2024, nous voilà. Il est donc temps pour moi de revenir avec vous sur une année 2023 qui restera à jamais gravée comme l’une des plus belles années de ma vie, tant sur le plan personnel que professionnel.

2023, ça démarre fort

8 janvier 2023, Londres. Température ressentie : -2 degrés. Alors quoi de mieux que d’échapper à ce froid polaire en s’octroyant un petit voyage au cœur des Caraïbes, accompagné de sa moitié ? Entre découverte de la culture locale, croisière en catamaran, baptême de plongée au milieu des animaux marins, et le PSPC à 25 000 $ promettant à son vainqueur pas moins de cinq millions de dollars, il y a de quoi rêver. Après trois jours de tournois intenses, récompensés par quelques places payées dont une table finale, je termine finalement en 133ᵉ position du plus gros 25k de ces quatre dernières années, pour 40 000 $. Ça commence plutôt bien.
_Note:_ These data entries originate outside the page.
PR #584, opened 2022-07-05
Fix wiki links, remove CLA mention

rotated8:
A couple links to the Bulkrax wiki did not resolve, so I replaced them with what seemed like the most obvious candidates. Also, since Samvera has dropped the CLA requirement, I removed the mention of it I found.


bkiahstroud (approved):
Thanks for doing this!

PR #3736, opened 2024-05-17
Implement asset risk design changes

maciekzygmunt:
Resolves L2B-5430 L2B-5429 L2B-5431 L2B-5433


imxeno (commented):
- Something's wrong with the footer padding
- We probably need some rule to autoformat `"use client"` at the top (either with a double newline or not)
- I suggest that we use `svgr` for icons, but we can do this change while merging this project with frontend2
- Imo we lack a button on the main page to proceed with the entered address, I'll leave a comment for Jan

imxeno (approved):

PR #3738, opened 2024-05-17
Remove mergeMetaIntoConfig script

adamiak:
This was a one-time-use script but it imports types type like ConfigReader and RawDiscoveryConfig, so if we don't remove it, we'll start getting build errors when these types change.


mateuszradomski (changes requested):
Remove it from the `package.json` scripts section in `packages/backend`

adamiak:
Good spot! Fixed.

mateuszradomski (approved):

Février/mars/avril : entre l’EPT Paris, les WSOP-Circuit à Cannes et l’EPT Monaco, on peut dire que j’ai vécu trois mois très intenses. Sans signer d’énormes perfs, mais avec quelques tables finales et de belles places payées, j’entends régulièrement mon nom revenir dans la short list pour intégrer le Team Winamax… mais rien. Pour le moment.

Mai : une fois la déception digérée, il est temps de me focaliser sur mes objectifs et de me préparer au mieux pour les WSOP à Vegas. En ligne de mire : un bracelet de champion du monde avant mes 40 ans, le 2 juillet.

Champion du monde !

Julien Champion

Juin/juillet : nous y sommes ! Enfin arrivé à Sin City, et motivé comme jamais, j’entame sereinement le festival en prenant part à une première table finale, bouclée en cinquième place. Après avoir goûté à ce plaisir une première fois, je décide de remettre le couvert : dix jours plus tard, je me retrouve cette fois en heads-up avec le bracelet posé à quelques centimètres de moi, et à quatre jours de fêter mes quarante ans. Mais alors que tout semble réuni pour que je puisse valider mon objectif principal, je ne parviens malheureusement pas à faire mieux que second pour 417 000 $, ce qui reste tout de même, à l’heure actuelle, le plus gros gain de ma carrière. Cependant, je n'ai pas dit mon dernier mot ! Bien décidé à aller au bout, je finis par multi-tabler et m’inscrire sur un tournoi online à 2 000 $ l’entrée. Comme dans un rêve, au bout de la nuit, je finis par gagner ce bracelet tant désiré au sortir d’une aventure épique. Au total, durant cet été-là, j’ai pris part à pas moins de 40 tournois live et cinq en ligne, pour un total de 14 places payées.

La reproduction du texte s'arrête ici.